▶ _About this task_
A verbatim copy of the listing is the expected output.

▶ _Supplied data_
PR #866, opened 2015-12-12
Add name as prefix to mark group and scale’s name 

### LINKED ISSUE #819: Add name for a spec & use spec name as prefix for scale name.
Name should be a top-level property.  

This would be extremely important for composition.  (In fact, composition charts should automatically generate names for each subspace.)  

Currently scale name are just channel names, but with compositions - we can have multiple Xs and multiple Ys, etc.   Using each sub-spec’s name as prefix for scale would help distinguish different scale for the same channel of different subspecs.

kanitw:
See log for each commit for more details. 

Fixes #819

### DIFF
--- a/src/encoding.ts
+++ b/src/encoding.ts
@@ -12,18 +12,14 @@ export function countRetinal(encoding: Encoding) {
 }
 
 export function channels(encoding: Encoding) {
-  var arr = [];
-  CHANNELS.forEach(function(channel) {
-    if (has(encoding, channel)) {
-      arr.push(channel);
-    }
+  return CHANNELS.filter(function(channel) {
+    return has(encoding, channel);
   });
-  return arr;
 }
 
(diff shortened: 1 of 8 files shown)


domoritz:
Cannot merge.

kanitw:
Stacking PR like Google does will avoid this problem.... so there's a trade-off between the two approach.

kanitw:
Anyway, mergable now.

src/encoding.ts
```diff
@@ -11,6 +11,16 @@ export function countRetinal(encoding: Encoding) {
   return count;
 }
 
+export function channels(encoding: Encoding) {
+  var arr = [];
+  CHANNELS.forEach(function(channel) {
```
domoritz: Want to use https://developer.mozilla.org/en-US/docs/Web/JavaScript/Reference/Global_Objects/Array/filter ?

▶ _Your response_
PR #866, opened 2015-12-12
Add name as prefix to mark group and scale’s name 

### LINKED ISSUE #819: Add name for a spec & use spec name as prefix for scale name.
Name should be a top-level property.  

This would be extremely important for composition.  (In fact, composition charts should automatically generate names for each subspace.)  

Currently scale name are just channel names, but with compositions - we can have multiple Xs and multiple Ys, etc.   Using each sub-spec’s name as prefix for scale would help distinguish different scale for the same channel of different subspecs.

kanitw:
See log for each commit for more details. 

Fixes #819

### DIFF
--- a/src/encoding.ts
+++ b/src/encoding.ts
@@ -12,18 +12,14 @@ export function countRetinal(encoding: Encoding) {
 }
 
 export function channels(encoding: Encoding) {
-  var arr = [];
-  CHANNELS.forEach(function(channel) {
-    if (has(encoding, channel)) {
-      arr.push(channel);
-    }
+  return CHANNELS.filter(function(channel) {
+    return has(encoding, channel);
   });
-  return arr;
 }
 
(diff shortened: 1 of 8 files shown)


domoritz:
Cannot merge.

kanitw:
Stacking PR like Google does will avoid this problem.... so there's a trade-off between the two approach.

kanitw:
Anyway, mergable now.

src/encoding.ts
```diff
@@ -11,6 +11,16 @@ export function countRetinal(encoding: Encoding) {
   return count;
 }
 
+export function channels(encoding: Encoding) {
+  var arr = [];
+  CHANNELS.forEach(function(channel) {
```
domoritz: Want to use https://developer.mozilla.org/en-US/docs/Web/JavaScript/Reference/Global_Objects/Array/filter ?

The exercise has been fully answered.